Spin-dependent tunneling in metal-insulator-narrow gap semiconductor structures in a magnetic field

TL;DR

This study investigates spin-dependent tunneling in metal-insulator-narrow gap semiconductor structures under magnetic fields, revealing oscillations due to Landau quantization and differences in tunneling into spin sublevels influenced by surface potential.

Contribution

It provides a detailed analysis of spin-dependent tunneling oscillations and their dependence on magnetic field orientation and surface potential in narrow gap semiconductor structures.

Findings

Tunneling conductivity oscillates with magnetic field due to Landau quantization.

Amplitudes of tunneling into different spin sublevels vary significantly.

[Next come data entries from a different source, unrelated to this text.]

PR #7, opened 2023-04-17
fix: Teach update about split apks

eseidel:
Fixes https://github.com/shorebirdtech/shorebird/issues/292.

The previous code only worked with universal apks, not split apks (which is what the play store produces).

We now look for APKs in the same directory as base.apk (through the same path hacks as before) and look for one matching the arch/abi name first.  If we don't find one we also check base.apk.

This works in my testing with bundletool locally.

I also removed support for hashes being optional and removed a few unwraps (which will crash on failure).

I also fixed our use of imports/use statements to be a bit more consistent, including using "std::fs" rather than "std::fs::File" in one place but not another.


felangel (approved):
🎉

felangel:
Looks like a test failed: `Odd number of digits', library/src/updater.rs:552:61`

eseidel:
> Looks like a test failed: `Odd number of digits', library/src/updater.rs:552:61`

Fixed!

PR #11, opened 2023-04-24
feat: Add start_updater_thread to update off the main thread

eseidel:
This makes it so that clients can easily not block when wanting to
queue an update.

I have a separate patch which updates the Engine to use this new
API.

I also needed to split the concept of the "next_boot" patch
from the "current_boot" patch, previously refered to as
"current" or "active" patch.  This required adding a
report_launch_start api to let the updater library know
when to set current_boot patch from next_boot.

I also removed the rust updater/cli in this as well as the
vmpath argument to init.

I also exposed the report_launch_success api, but its not yet
used by the Engine.

I renamed report_failed_launch to report_launch_failure to match
report_launch_start which I introduced.


library/src/c_api.rs
```diff
@@ -96,9 +89,8 @@ pub extern "C" fn shorebird_active_patch_number() -> *mut c_char {
 /// Return the path to the active patch for the app, or NULL if there is no
 /// active patch.
 #[no_mangle]
-// rename to shorebird_patch_path
-pub extern "C" fn shorebird_active_path() -> *mut c_char {
-    let version = updater::active_patch();
+pub extern "C" fn shorebird_next_boot_patch_path() -> *mut c_char {
+    let version = updater::next_boot_patch();
```
felangel, line 93:
```suggestion
    let patch_number = updater::next_boot_patch();
```

nit but version might not be the most descriptive name for this 🤷

library/src/updater.rs
```diff
@@ -437,6 +456,19 @@ pub fn update() -> UpdateStatus {
     });
 }
 
+/// This does not return status.  The only output is the change to the saved
+/// cache.  The Engine calls this during boot and it will check for an update
```
felangel, line 460:
```suggestion
/// cache. The Engine calls this during boot and it will check for an update
```

library/src/updater.rs
```diff
@@ -437,6 +456,19 @@ pub fn update() -> UpdateStatus {
...
+/// and install it if available.
+pub fn start_update_thread() {
+    // This holds the lock on the config for the entire duration of the update
```
felangel, line 463: Is there any harm in holding the lock on the config?

felangel (approved):

library/src/updater.rs
eseidel: There is, in that any other calls into the library will block until the lock is released. Which means that if we add a dart api those calls would hang while an update is in progress.  Better is to have it drop the lock while it's doing network requests since those can go on for a long time.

Surface potential influences the relationship between spin sublevel contributions.

Abstract

We present results of tunneling studies of p-Hg_{1-x}Cd_{x}Te-oxide-Al structures with 0.165<x<0.2 in a magnetic field up to 6 T. The tunneling conductivity oscillations resulting from the Landau quantization of the energy spectrum in the semiconductor volume are investigated. Under an in-plane magnetic field the amplitudes of tunneling conductivity maxima connected with the tunneling into `a' and `b' spin sublevels are found to differ substantionally from one another, and the amplitude ratio varying from structure to structure. To understand the cause of this behavior, the tunneling conductivity for this magnetic field orientation is calculated taking into consideration the multi-band energy spectrum. It is shown that the contributions of the different spin-sublevels to the tunneling conductivity are dissimilar and the relationship between them depends strongly on the value of surface potential.